Website won't open for me?


----------



## Coco (Jun 8, 2007)

thanks!! I'm putting an order in


----------



## kasilofhome (Feb 10, 2005)

Tiempo--try searching for

BeachM & kasilof there are other links --I will get Liz to email me here price list ect and those who can't reach her ---it is a fish day and the reds are in hard today can PM me and I will give you a Fax number for them, Email for her and her Phone number --


----------



## kasilofhome (Feb 10, 2005)

kasilofhome said:


> :::::::: http://www.beachmfishery.com/wild-salmon-products.html
> Check out beachM on face book.
> https://www.facebook.com/pages/Beachm-Fishery-Inc/120381028037552
> 
> ...


 
up dated to show the price list


----------



## a'ightthen (Mar 17, 2012)

Shoot, I'll do it.

I have not ordered from them yet ... but have ordered a chunk from CharlestonSeafood.com and have had excellent experiences.
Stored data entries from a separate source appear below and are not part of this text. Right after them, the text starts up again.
PR #1115, opened 2024-05-27
feat(conductor): add retry to execution API gRPCs

SuperFluffy:
## Summary
This adds retry logic to all execution API gRPCs from Conductor to the rollup.

## Background
If there was a hickup when communicating with the rollup, conductor would fail immediately. This adds retry logic all execution API calls. Because this cannot yet be done at the transport level due to type-level constraints on tonic and tower, this patch adds retries at the application leve.

## Changes
- Add retry logic to every execution v1alpha2 API call
- Introduce a `ExecutionApiRetryStrategy` implementing `tryhard::BackoffStrategy`
- The following gRPC tonic status codes will be retried:
    - Cancelled
    - Unknown
    - DeadlineExceeded
    - NotFound
    - ResourceExhausted
    - Aborted
    - Unavailable
    - DataLoss

## Testing
Add unit tests for the all codes. The happy-path blackbox tests are unaffected.

## Related Issues

closes https://github.com/astriaorg/astria/issues/624

### DIFF
--- a/crates/astria-conductor/src/executor/client.rs
+++ b/crates/astria-conductor/src/executor/client.rs
@@ -1,3 +1,5 @@
+use std::time::Duration;
+
 use astria_core::{
     execution::v1alpha2::{
         Block,
@@ -25,7 +27,12 @@ use tonic::transport::{
     Endpoint,
     Uri,
 };
-use tracing::instrument;
+use tracing::{
+    instrument,
+    warn,
+    Instrument,
+    Span,
+};
 
 /// A newtype wrapper around [`ExecutionServiceClient`] to work with
 /// idiomatic types.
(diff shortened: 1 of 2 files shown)


crates/astria-conductor/src/executor/client.rs
```diff
@@ -168,3 +216,172 @@ fn block_identifier(number: u32) -> raw::BlockIdentifier {
...
+            "failed executing RPC; retrying after after backoff"
+        );
+        futures::future::ready(())
+    }
+}
+
+fn retry_config()
+-> tryhard::RetryFutureConfig<tryhard::backoff_strategies::ExponentialBackoff, OnRetry> {
+    tryhard::RetryFutureConfig::new(u32::MAX)
+        .exponential_backoff(Duration::from_millis(100))
```
Fraser999, line 250: Should this be using the new `ExecutionApiRetryStrategy`?
```suggestion
fn retry_config() -> tryhard::RetryFutureConfig<ExecutionApiRetryStrategy, OnRetry> {
    tryhard::RetryFutureConfig::new(u32::MAX)
        .custom_backoff(ExecutionApiRetryStrategy {
            delay: Duration::from_millis(100),
        })
```

crates/astria-conductor/src/executor/client.rs
```diff
@@ -168,3 +216,172 @@ fn block_identifier(number: u32) -> raw::BlockIdentifier {
...
+    matches!(
+        status.code(),
+        Code::Cancelled
+            | Code::Unknown
+            | Code::DeadlineExceeded
+            | Code::NotFound
+            | Code::ResourceExhausted
+            | Code::Aborted
+            | Code::Unavailable
+            | Code::DataLoss
```
Fraser999, line 324: Not sure if this is worth retrying?  The docs say "Unrecoverable data loss or corruption" which sounds fairly terminal to me.

crates/astria-conductor/src/executor/client.rs
```diff
@@ -168,3 +216,172 @@ fn block_identifier(number: u32) -> raw::BlockIdentifier {
...
+    // Code::FailedPrecondition => no, failed precondition should not be retried unless the
+    //                             precondition is fixed, see [1]
+    // Code::Aborted => yes, although this applies to a read-modify-write sequence. We should
+    //                  implement this not per-request but per-request-sequence (for example,
+    //                  execute + update-commitment-state)
+    // Code::OutOfRange => no, we don't expect to send any out-of-range requests.
+    // Code::Unimplemented => no, no point retrying
+    // Code::Internal => no, this is a serious error on the backend; don't retry
+    // Code::Unavailable => yes, retry after backoff is desired
+    // Code::DataLoss => yes, unclear how this would happen; err on retrying
```
Fraser999, line 313: I initially thought this meant only retry once and return an err when retrying if we get the same error again! :D  Maybe it could be phrased "err on the side of retrying"?

crates/astria-conductor/src/executor/client.rs
SuperFluffy: Yeah, You saw my comment in the code below. I was not sure about this. But maybe you are right, I have removed it from the match.  40a9f51

crates/astria-conductor/src/executor/client.rs
SuperFluffy: Switched it to `=> no` in  40a9f51 :)

Fraser999 (approved):

PR #1120, opened 2024-05-29
feat(conductor): skip outdated block metadata

SuperFluffy:
## Summary
Conductor drops sequencer metadata items retrieved from Celestia if their height has already been executed/committed.

## Background
Conductor would try and unnecessarily verify Sequencer metadata retrieved from Celestia, putting a lot of pressure on the Sequencer node. Because Conductor is stateless, it fetches all Celestia blobs for the sequencer and rollup namespaces starting from the `celestia_base_block_height` configured the rollup. It would then verify all sequencer metadata items retrieved in this way against the Sequencer, even if the metadata was for old blocks (meaning blocks with a height below the next firm height expected by the rollup).

## Changes
- Check the Sequencer height of each sequencer metadata item received from Celestia against the next expected firm height; drop the item without verification if its less than the expected height

## Testing
- Cannot yet be tested programatically, but the blackbox tests have been updated to contain several sequencer blocks per Celestia blob. Running the following one can observe a specific line indicating that the logic works:
```
TEST_LOG=1 RUST_LOG=debug cargo test firm_only::skips_already_executed_heights
...
2024-05-29T13:00:48.704019Z  INFO execute:verify_metadata: astria_conductor::celestia::verify: dropping Sequencer metadata item without verifying against Sequencer because its height is below the next expected firm height next_expected_firm_sequencer_height=7 sequencer_height_in_metadata=6 celestia_height=1 rollup_namespace=AAAAAAAAAAAAAAAAAAAAAAAAACoqKioqKioqKio= sequencer_namespace=AAAAAAAAAAAAAAAAAAAAAAAAAKDcd7eO77LbDQs=
```

### DIFF
--- a/crates/astria-conductor/src/celestia/verify.rs
+++ b/crates/astria-conductor/src/celestia/verify.rs
@@ -50,6 +50,10 @@ use super::{
     block_verifier,
     convert::ConvertedBlobs,
 };
+use crate::executor::{
+    self,
+    StateIsInit,
+};
 
 pub(super) struct VerifiedBlobs {
     celestia_height: u64,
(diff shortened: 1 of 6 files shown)


crates/astria-conductor/tests/blackbox/helpers/mod.rs
```diff
@@ -473,7 +473,18 @@ fn make_config() -> Config {
 
 #[must_use]
 pub fn make_sequencer_block(height: u32) -> astria_core::sequencerblock::v1alpha1::SequencerBlock {
+    fn repeat_bytes_of_u32_as_array(val: u32) -> [u8; 32] {
```
SuperFluffy, line 476: We need a unique block hash for each sequencer height.

joroshiba (approved):

crates/astria-conductor/src/celestia/verify.rs
```diff
@@ -94,24 +98,37 @@ struct VerificationTaskKey {
...
-                .verify_metadata(blob)
-                .in_current_span(),
-        );
+        if blob.height().value() < next_expected_firm_sequencer_height {
+            info!(
+                next_expected_firm_sequencer_height,
+                sequencer_height_in_metadata = blob.height().value(),
+                "dropping Sequencer metadata item without verifying against Sequencer because its \
+                 height is below the next expected firm height"
+            );
```
noot, line 118: is this guaranteed safe? ie are these blobs already guaranteed to be executed/verified as soft blocks already and we're sure that they are the same as the ones already verified?

SuperFluffy: Note that this is checking against the next expected *firm* height - this is independent of the soft blocks.

PR #1428, opened 2024-08-29
fix(bridge-contracts): fix memo transaction hash encoding

### LINKED ISSUE #1427: Use the correct encoding for `ethers` hashes in the bridge's conversion logic
Essentially, we were using `ethers::H256::to_string()` to get the string for the `rollup_transaction_hash` value, which returns a shortened version of the hash. the string `0x1234...0x1234` is instead of the full hash (i.e. you would expect it to give you something like `0x1234567890123456789012345678901234567890123456789012345678901234`). The fix is to use `encode_hex` instead of `to_string`.

┆Issue Number: ENG-764

itamarreif:
## Summary
Use the correct encoding functions to populate memo field in the bridge's conversion logic from rollup withdrawal events to sequencer actions.

## Background
We were using `ethers::H256::to_string()` to get the string for the `rollup_transaction_hash` value, which returns a shortened version of the hash. the string `0x1234...0x1234` is instead of the full hash (i.e. you would expect it to give you something like `0x1234567890123456789012345678901234567890123456789012345678901234`).

## Changes
- Use the correct 

## Breaking Changelist
- The previously invalid memo data will now be populated with the correct information. This doesn't actually break anything because we also aren't actually using these hashes anywhere.

## Related Issues

closes #1427, #1471


noot (approved):

crates/astria-bridge-withdrawer/tests/blackbox/helpers/test_bridge_withdrawer.rs
```diff
@@ -30,7 +30,10 @@ use astria_core::{
         },
     },
 };
-use ethers::types::TransactionReceipt;
+use ethers::{
+    types::TransactionReceipt,
+    utils::hex::ToHexExt,
```
SuperFluffy, line 35: Import as:
```suggestion
    utils::hex::ToHexExt as _,
```

crates/astria-bridge-contracts/src/lib.rs
```diff
@@ -32,6 +32,7 @@ use ethers::{
         Log,
         H256,
     },
+    utils::hex::ToHexExt,
```
SuperFluffy, line 35:
```suggestion
    utils::hex::ToHexExt as _.,
```

SuperFluffy (approved):
Change looks fine, but please import the trait anonymously.

crates/astria-bridge-contracts/src/lib.rs
```diff
@@ -502,6 +516,11 @@ impl GetWithdrawalActionsError {
     fn log_without_transaction_hash(_log: &Log) -> Self {
         Self(GetWithdrawalActionsErrorKind::LogWithoutTransactionHash)
     }
+
+    // XXX: Somehow identify the log?
```
noot, line 520: don't think this error should ever happen, but maybe put the tx hash?

crates/astria-sequencer/src/bridge/bridge_unlock_action.rs
```diff
@@ -35,7 +35,7 @@ impl ActionHandler for BridgeUnlockAction {
             "rollup withdrawal event id must be non-empty",
         );
         ensure!(
-            self.rollup_withdrawal_event_id.len() <= 64,
+            self.rollup_withdrawal_event_id.len() <= 256,
             "rollup withdrawal event id must not be more than 64 bytes",
```
noot, line 39: update error message to `256`

PR #1444, opened 2024-09-04
chore: memoize `address_bytes` of verification key

### LINKED ISSUE #1351: Assess and memoize (if appropriate) `VerificationKey::address_bytes`
We should run an ad hoc test under semi-realistic conditions which counts how many times `VerificationKey::address_bytes` is a repeated call on a `VerificationKey` instance.  In other words, if we only ever call this once per instance, the total will be zero.  If we call it exactly thrice per instance, the total will be twice the number of instances.

Once we have this information, we can decide whether to implement memoization of the address bytes as a field in the verification key, or leave as is.

Fraser999:
## Summary
Added a lazily-initialized field `address_bytes` to `VerificationKey`.

## Background
Testing showed that `address_bytes` was called multiple times on a given `VerificationKey` (up to 11 times in some cases).  Each time the key's bytes were being hashed, so this change ensures that hashing only happens once for a given verification key instance.

Note that this was implemented previously in #1111 and was then reverted in #1124.  However, when reverted, the manual impls of `PartialEq`, `Eq`, `PartialOrd`, `Ord` and `Hash` were left as-is, as were the unit tests for these.  Hence this PR doesn't need to make any changes to these trait impls or tests.

## Changes
- Added `address_bytes: OnceLock<[u8; ADDRESS_LEN]>` to `VerificiationKey`.

## Testing
No new tests required.  

## Related Issues
Closes #1351.

### DIFF
--- a/crates/astria-core/src/crypto.rs
+++ b/crates/astria-core/src/crypto.rs
@@ -10,6 +10,7 @@ use std::{
         Hash,
         Hasher,
     },
+    sync::OnceLock,
 };
 
 use base64::{
@@ -78,6 +79,7 @@ impl SigningKey {
     pub fn verification_key(&self) -> VerificationKey {
         VerificationKey {
             key: self.0.verification_key(),
+            address_bytes: OnceLock::new(),
         }
     }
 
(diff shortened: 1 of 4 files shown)


SuperFluffy (commented):
High level comment on this memoization:

Is there a more explicit way to memoize the address bytes, for example by calculating `address_bytes` once and storing them near the call site?

This change is relatively minimal for the user (minus the `Copy` trait, although we don't seem to make ause of it).

But introducing syncing primitives into a relatively innocent newtype wrapper makes me uneasy.

SuperFluffy (approved):

Fraser999:
> Is there a more explicit way to memoize the address bytes, for example by calculating address_bytes once and storing them near the call site?
>
> This change is relatively minimal for the user (minus the Copy trait, although we don't seem to make ause of it).

I think doing that means the change would have an impact on callers, which isn't the intent here.

> But introducing syncing primitives into a relatively innocent newtype wrapper makes me uneasy.

Well, I guess for my money, the need for hand-rolled equality/ordering/hash traits is the biggest drawback here, rather than the fact the new field is a synchronization primitive.

PR #1447, opened 2024-09-04
feat(sequencer): report deposit events

### LINKED ISSUE #1440: create cometbft tx result event when rollup `Deposit` created
Right now we create the `Deposit` in the sequencer app but there is nothing in cometbft indicating this has occured. We should have a tx result event which contains the deposit associated with the tx.

┆Issue Number: ENG-772

ethanoroshiba:
## Summary
Added creation of ABCI deposit events and record them to the state to be included in `ExecTxResult`.

## Background
Deposit events were previously only stored app-side in `SequencerBlock`. This will allow for outside observation of the deposit events.

## Changes
- Added helper function for the creation of ABCI deposit events.
- Added recording of these events whenever deposits are created.

## Testing
Added test to ensure deposit events are correctly recorded and returned by `state.apply()`

## Related Issues
closes #1440


crates/astria-sequencer/src/app/tests_execute_transaction.rs
```diff
@@ -1119,3 +1126,59 @@ async fn app_execute_transaction_action_index_correctly_increments() {
...
+
+    signed_tx.check_and_execute(&mut state_tx).await.unwrap();
+    let events = &state_tx.apply().1;
+    for event in events {
+        if event.kind == "tx.deposit" {
+            assert_eq!(*event, expected_deposit_event);
+            return;
+        }
+    }
+    panic!("no deposit event found in events");
```
Fraser999, line 1183: Maybe a little more canonical - not a big deal:
```suggestion
    let event = events
        .iter()
        .find(|event| event.kind == "tx.deposit")
        .expect("should have deposit event");
    assert_eq!(*event, expected_deposit_event);
```

Fraser999 (approved):
One non-blocking comment.

PR #1463, opened 2024-09-06
feat(conductor): implement restart logic

### LINKED ISSUE #906: feat: conductor restart logic
Currently conductor needs to be started after a rollup node implementing execution API. This is bad for development flow as it doesn't allow hot restart etc of services. We should update this to do a couple of things. The first is a simpler implementation likely unblocks most workflows, the second allows for dev workflows with a hot reload type setup (ie I update my rollup binary and blockchain restarts seamlessly).

1) On initial startup, poll for execution layer to be ready. Log that it's not but do no restart.
2) If execution API dies, we can restart services internally. The Geth implementation now responds with a `PermissionDenied` if `GetGenesisInfo` and `GetCommitmentState` are not called before attempting block execution. This would also indicate a need to clear cache and restart internally. (This should be documented as required behaivior)

ethanoroshiba:
## Summary
Added logic to restart conductor tasks if it receives a `PermissionDenied` code from the execution layer.

## Background
Conductor previously needed to be restarted if a rollup was restarted. This change is meant to make it such that if a rollup goes down and comes back online, the conductor can restart internally and automatically as opposed to needing a manual restart.

## Changes
- Added wrapper task and corresponding handle around conductor to manage a restart, allowing the `InnerConductorTask` to shut down gracefully before restarting.
- Added error propagation within the conductor to ensure tasks do not silently fail.
- Added `RestartToken` to be returned by the `InnerConductorTask` on shutdown to indicate to the wrapper whether to restart.
- Added checks for task errors with `tonic::code::PermissionDenied` to initiate a restart.
- Implemented logic to check a returned error for a need to restart and function `restart()` to end the tasks and create new ones.

## Testing
Added blackbox test and helper functions to ensure conductor restarts after receiving a `PermissionDenied` status code.

## Breaking Changelist
Not  breaking, but we should have documentation that reflects the fact that rollups need to return a `PermissionDenied` error if they receive an `execute_block` gRPC before `get_genesis_info` or `get_commitment_state`. Similarly, if the type of code used for this changes, the conductor restart logic will need to be changed to reflect this. It's quite rigid right now.

## Related Issues
closes #906


crates/astria-conductor/src/conductor.rs
```diff
@@ -174,19 +187,29 @@ impl Conductor {
...
 
-            Some((name, res)) = self.tasks.join_next() => {
-                match flatten(res) {
-                    Ok(()) => Err(eyre!("task `{name}` exited unexpectedly")),
-                    Err(err) => Err(err).wrap_err_with(|| "task `{name}` failed"),
+                Some((name, res)) = self.tasks.join_next() => {
+                    match flatten(res) {
+                        Ok(()) => break Err(eyre!("task `{name}` exited unexpectedly")),
+                        Err(err) => {
+                            if check_for_restart(&err) {
```
SuperFluffy, line 202: The assumption here is that this works if the executor-task exits first, followed by the other tasks.

There is no guarantee however for that to happen: if executor has lengthy cleanup code after it exits its event loop while other the other tasks exit immediately, then this check is guaranteed to no longer work.

crates/astria-conductor/src/conductor.rs
```diff
@@ -245,6 +269,16 @@ impl Conductor {
         }
         info!("shutting down");
     }
+
+    #[instrument(skip_all, err)]
+    async fn restart(&mut self) -> eyre::Result<()> {
```
SuperFluffy, line 274: Couple notes on this logic:

1. if the `run_until_stopped` loop introduces logic before it enters its event loop, then this restart function will immediately break.
2. this is hard killing the other tasks without waiting for them to complete. The line `self.tasks = new_conductor.tasks` just aborts all the functions immediately. It's not unlikely that `self.task_shutdown.cancel()` was not yet received by the other tasks.
3. this code should allow the other tasks to exit gracefully before starting a new conductor.

SuperFluffy (changes requested):
Requesting changes because checking the error condition for a restart is flaky, and because the way a new conductor is spun up is prone to refactoring errors:

I would prefer if a conductor restart used the same `Conductor::new` into `Conductor::run_until_stopped` logic that is used to spin it up in the first place.

The easiest way to accomplish this might be to change Conductor into a wrapper around a conductor task like `Conductor(JoinHandle<ConductorImpl>)`, and then `ConductorImpl` signals the reason for its exit, letting the public-facing `Conductor` wrapper decide to restart or not.

crates/astria-conductor/src/conductor.rs
ethanoroshiba: Added checks for the `PermissionDenied` code for the remaining tasks in `shutdown()` in d6fde21.

crates/astria-conductor/src/conductor.rs
ethanoroshiba: Added wrapper around Conductor per your suggestions, allowing the inner conductor task to fully shut down and return `RestartToken::Restart` if it should be restarted, or `RestartToken::Shutdown` if not. Per d6fde21. Thanks for your help on this!

crates/astria-conductor/src/conductor.rs
```diff
@@ -36,32 +37,41 @@ use crate::{
     Config,
 };
 
+/// Token to signal whether the conductor should restart or shut down.
+pub enum RestartToken {
```
SuperFluffy, line 41: It should not be public, and we should probably reserve the use of the word `Token` for cancellation tokens:

```suggestion
enum RestartOrShutdown {
```

crates/astria-conductor/src/conductor.rs
```diff
@@ -77,20 +87,145 @@ impl Future for Handle {
...
+        let this = self.project();
+        let task = this
+            .task
+            .as_mut()
+            .expect("the Conductor handle must not be polled after shutdown");
+        task.poll_unpin(cx)
+    }
+}
+
+pub struct InnerConductorTask {
```
SuperFluffy, line 215: This should not be public. Only the `Conductor` object should be `pub`.

crates/astria-conductor/src/conductor.rs
SuperFluffy, line 1: I think `conductor.rs` should be split into a public facing module and its internal implementation, something like this:

```
conductor/
  mod.rs     // this contains `pub struct Conductor`
  impl.rs    // this contains the inner business logic
```

crates/astria-conductor/src/conductor.rs
```diff
@@ -77,20 +87,145 @@ impl Future for Handle {
...
+        self.conductor_inner_shutdown = new_handle.shutdown_token.clone();
+        self.handle = new_handle;
+    }
+
+    /// Initiates shutdown of all conductor tasks from the top down, ignoring a restart signal.
+    async fn shutdown(self) -> eyre::Result<()> {
+        self.conductor_inner_shutdown.cancel();
+        let shutdown_result = self.handle.await?;
+        shutdown_result?;
+        Ok(())
```
SuperFluffy, line 176: Too many early escapes.

crates/astria-conductor/src/conductor.rs
```diff
@@ -77,20 +87,145 @@ impl Future for Handle {
...
+}
+
+impl Conductor {
+    /// Creates a new `Conductor` from a [`Config`].
+    ///
+    /// # Errors
+    /// Returns an error if [`InnerConductorTask`] could not be created.
+    pub fn new(cfg: Config, metrics: &'static Metrics) -> eyre::Result<Self> {
+        let conductor = InnerConductorTask::new(cfg.clone(), metrics)?;
+        let conductor_inner_shutdown = conductor.shutdown.clone();
```
SuperFluffy, line 115: As noted above, this is redundant. It's better to create a child token and pass that into the inner conductor.

crates/astria-conductor/src/conductor.rs
```diff
@@ -77,20 +87,145 @@ impl Future for Handle {
...
+        let conductor_inner_handle = conductor.spawn();
```
SuperFluffy, line 116: IMO roll all of this into a single constructor and call it like `InnerConductorTask::spawn(cfg, child_token, metrics)`

crates/astria-conductor/src/conductor.rs
```diff
@@ -244,13 +400,33 @@ impl Conductor {
...
-fn report_exit(exit_reason: eyre::Result<&str>, message: &str) {
+fn report_exit(exit_reason: &eyre::Result<&str>, message: &str) {
     match exit_reason {
         Ok(reason) => info!(%reason, message),
         Err(reason) => error!(%reason, message),
     }
 }
+
+#[instrument(skip_all)]
+fn check_for_restart(err: &eyre::ErrReport) -> bool {
```
SuperFluffy, line 421: Can you create a a simple unit test with a tonic error somewhere in the source chain?

SuperFluffy (commented):
Changes are going in the right direction, thank you! I think we should split the public-facing conductor and the inner business logic by modules. There is quite a bit of duplicated naming for both objects, and going through the single module makes that confusing.

Also have a second look at the cancellation tokens. If you clone a token, then cancelling it will automatically cancel the other, which might not be what you intended. Instead, check out https://docs.rs/tokio-util/0.7.12/tokio_util/sync/struct.CancellationToken.html#method.child_token, which allows you to cancel tokens only at the level of the child token (or below).

crates/astria-conductor/src/conductor.rs
```diff
@@ -184,26 +320,40 @@ impl Conductor {
...
+
+        if should_restart {
+            return Ok(RestartToken::Restart);
+        }
+
+        if let RestartToken::Restart = shutdown_res {
+            return Ok(RestartToken::Restart);
+        }
+        exit_reason?;
+        Ok(RestartToken::Shutdown)
```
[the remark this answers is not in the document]
ethanoroshiba: Tried to streamline a fair bit in 4f605ea. Let me know if there's more to be done in this regard!

crates/astria-conductor/src/conductor.rs
```diff
@@ -77,20 +87,145 @@ impl Future for Handle {
...
+pub struct InnerConductorTask {
+    /// Token to signal to all tasks to shut down gracefully.
+    shutdown: CancellationToken,
+
     /// The different long-running tasks that make up the conductor;
     tasks: JoinMap<&'static str, eyre::Result<()>>,
 }
 
-impl Conductor {
+impl InnerConductorTask {
```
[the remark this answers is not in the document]
ethanoroshiba: I chose `ConductorInner` since I thought it was slightly more appropriate, and also to my mind `Impl` kind of implies a trait. But, if using `{MODULENAME}Impl` is standard I'm happy to change it

crates/astria-conductor/src/conductor.rs
```diff
@@ -167,12 +302,13 @@ impl Conductor {
         })
     }
 
-    /// Runs [`Conductor`] until it receives an exit signal.
+    /// Runs [`InnerConductorTask`] until it receives an exit signal.
     ///
     /// # Panics
     /// Panics if it could not install a signal handler.
-    async fn run_until_stopped(mut self) {
+    async fn run_until_stopped(mut self) -> eyre::Result<RestartToken> {
```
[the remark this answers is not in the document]
ethanoroshiba: I have it returning an error because otherwise if one of the conductor tasks fail it just shuts down and doesn't propagate the error. It does emit an error event, so I wouldn't call it totally silent, but it seemed like it didn't follow the same error-handling approach from the rest of the codebase. Happy to remove this if needed, though.

crates/astria-conductor/src/conductor.rs
ethanoroshiba: There's currently a blackbox test in `soft_and_firm()` to make sure the conductor restarts. Do you want to implement a unit test in addition to this? I originally had purposefully not done this because I remember you had said not to add any new unit tests to conductor for the chain ID checks, but happy to add one if needed.

SuperFluffy: Yeah, not a unit test for the restart logic of the full task (which the blackbox test covers) - but walking through a chain of errors is a good unit test.

crates/astria-conductor/src/conductor/inner.rs
```diff
@@ -30,38 +30,28 @@ use tracing::{
...
+    Metrics,
 };
 
-pin_project! {
-    /// A handle returned by [`Conductor::spawn`].
-    pub struct Handle {
-        shutdown_token: CancellationToken,
-        task: Option<tokio::task::JoinHandle<()>>,
-    }
+/// Token to signal whether the conductor should restart or shut down.
```
SuperFluffy, line 39:
```suggestion
/// Exit value of the inner conductor impl to signal to the outer task whether to restart or shutdown
```

crates/astria-conductor/src/conductor/mod.rs
```diff
@@ -0,0 +1,155 @@
...
+    }
+}
+
+/// A wrapper around [`ConductorInner`] that manages shutdown and restart of the conductor.
+pub struct Conductor {
+    /// Token to signal to all tasks to shut down gracefully.
+    shutdown_token: CancellationToken,
+
+    /// Handle for the inner conductor task.
+    handle: InnerHandle,
```
SuperFluffy, line 76: "handle` is very nondescriptive.
```suggestion
    inner: inner::ConductorImpl
```

crates/astria-conductor/src/conductor/inner.rs
```diff
@@ -215,18 +212,29 @@ impl Conductor {
     /// because kubernetes issues SIGKILL 30 seconds after SIGTERM, giving 5 seconds
     /// to abort the remaining tasks.
     #[instrument(skip_all)]
-    async fn shutdown(mut self) {
-        self.shutdown.cancel();
+    async fn shutdown(
+        mut self,
+        exit_reason: eyre::Result<&str>,
```
SuperFluffy, line 217: If you pass in the latest failed task here with it's `&'static str` name and and its shutdown reason/error, then you can test this immediately instead of needing to collect all the shutdown reasons and parsing them.

crates/astria-conductor/src/conductor/inner.rs
```diff
@@ -244,13 +252,57 @@ impl Conductor {
...
+        // If any tasks failed and don't warrant a restart, return their error
+        for task_res in finished_tasks {
+            if let Err(err) = task_res {
+                let Some(task_name) = task_failed(&err) else {
+                    continue;
+                };
+                if task_name == "executor" && check_for_restart(&err) {
+                    return Ok(RestartOrShutdown::Restart);
+                }
+                return Err(err);
```
SuperFluffy, line 266: As mentioned above, remove all of this. Especially avoid the parsing the error message. in `task_failed`

crates/astria-conductor/src/conductor/inner.rs
```diff
@@ -162,51 +154,56 @@ impl Conductor {
...
-    /// Runs [`Conductor`] until it receives an exit signal.
+    /// Runs [`ConductorInner`] until it receives an exit signal.
     ///
     /// # Panics
     /// Panics if it could not install a signal handler.
-    async fn run_until_stopped(mut self) {
+    async fn run_until_stopped(mut self) -> eyre::Result<RestartOrShutdown> {
         info_span!("Conductor::run_until_stopped").in_scope(|| info!("conductor is running"));
 
         let exit_reason = select! {
```
SuperFluffy, line 169: For my suggestion further down: you don't need to keep the type of this `exit_reason` the same.

You can just introduce an enum like this:

```rust
enum ExitReason {
    ShutdownSignal,
    TaskFailed { name: &'static str, error: eyre::Report, }
}
```

And then your `shutdown` logic can deal with this elegantly.

crates/astria-conductor/src/conductor/inner.rs
```diff
@@ -244,13 +272,50 @@ impl Conductor {
...
     match exit_reason {
-        Ok(reason) => info!(%reason, message),
-        Err(reason) => error!(%reason, message),
+        ExitReason::ShutdownSignal => info!("received shutdown signal, {}", message),
+        ExitReason::TaskFailed {
+            name: _,
+            error,
+        } => error!(%error, message),
+    }
+}
```
SuperFluffy, line 289: Can you bring back the previous structure?

```suggestion
        ExitReason::ShutdownSignal => info!(reason = "received shutdown signal", message),
        ExitReason::TaskFailed {
            name: task,
            error: reason,
        } => error!(%reason, %task, message),
    }
}
```

crates/astria-conductor/src/conductor/inner.rs
```diff
@@ -10,7 +10,7 @@ use astria_eyre::eyre::{
 };
 use itertools::Itertools as _;
 use pin_project_lite::pin_project;
-use sequencer_client::HttpClient;
+use tendermint_rpc::HttpClient;
```
SuperFluffy, line 13: Why is this necessary?

crates/astria-conductor/src/conductor.rs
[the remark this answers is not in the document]
SuperFluffy: It's common to use `Thing` in the public API, and `ThingImpl` (or `ThingInner`) for the implementation deatils.

I would have been ok with `ConductorInner` as I said :D I just took offense to using `InnerConductorTask`

SuperFluffy (approved):
This will be a nice feature to have. Thank you for implementing it!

Really? Fish via mail-order? Yup, and all is well!


----------



## kasilofhome (Feb 10, 2005)

ref-Ht'er's and Ak Salmon

Thanks Dianne, My business is picking up every year.... I am always amazed that
people will order fish in line!! ha!! I just hope they do it soon... *we only have 2
more weeks of fishing!
*Thanks again,
Liz Chase
BEACHM FISHERY
(907) 262-3233 >
>


Well fishing is a short season so get it when you can.


----------



## Paquebot (May 10, 2002)

If I hadn't recently lost 11+ years of data, I could check the routing and times from Alaska to Wisconsin by FedEx. I expected to perhaps see Minneapolis as the first stop but continued way past to Indianapolis. Wasn't there much longer than it takes to transfer from one plane to the next and then to Madison. Within an hour of landing there, it was on my doorstep before I even had a chance to make the first cup of tea in the morning. I may not always be a big fan of FedEx but they do know how to handle frozen salmon out of Alaska. 

Martin


----------



## wildcat6 (Apr 5, 2011)

Do they sell it smoked? If so, how much? I hate to ask but I didn't see any prices or anything of the sort on the website. thanks btw.


----------



## wildcat6 (Apr 5, 2011)

Sorry, I found the prices. I didn't see the tab the first time. Does anyone know if the sell it smoked?


----------



## kasilofhome (Feb 10, 2005)

Pm me---I have ways to make it happen. Martin got his fish from them --I know I boxed it and he got smoked I can talk to liz---Ok Martin you did get a special box --


----------



## Paquebot (May 10, 2002)

The big chunk of smoked salmon was great. That was the only thing which was 100% for me since my wife doesn't care for smoked fish. Last time I had smoked salmon that good was July 1990 at one of the Ivar's restaurants in Seattle. Now I'm anxious to see what I can ship up to Alaska next spring. Especially since the last two steaks were for supper last night.

Martin


----------



## kasilofhome (Feb 10, 2005)

Martin---I could die from embarrasment---The plants were great and growing well. My husband --he gets confused and he ..................locked the goats in my new berry patch to test it ---I guess I could not understand what he was explaining when he proudly told me that the gate works fine---Times like that is when I want to scream when people say --_you know you could get a job and not watch him ---Really does he need to be watched all the time. -- _Any ways neighbors in town are going to let me pick a quarter acres of raspberries. I am again putting money aside for a berrypatch on our land. I can't give up it will happen some day. He just forgot I guess or did not understand---that patch will be very fertile as I compost all the fish carcusses with wood chips---I was going to compost somewhere elest but the plants were destroyed before fishing started and Beachm fish delivers to me and then a tree trimmer ---kinds learned to ask from here ---

Everything was growing so well---I avoid thinking about it Happy thoughs Happy thoughs


----------



## Paquebot (May 10, 2002)

After all that was involved in getting everything up to you, they were fed to goats? I don't think that the Jung's guarantee covers that! But, always a chance to start over.

Martin


----------



## Pony (Jan 6, 2003)

Wait. Am I reading the prices right: $130 to ship $80 (10 pounds) of fish?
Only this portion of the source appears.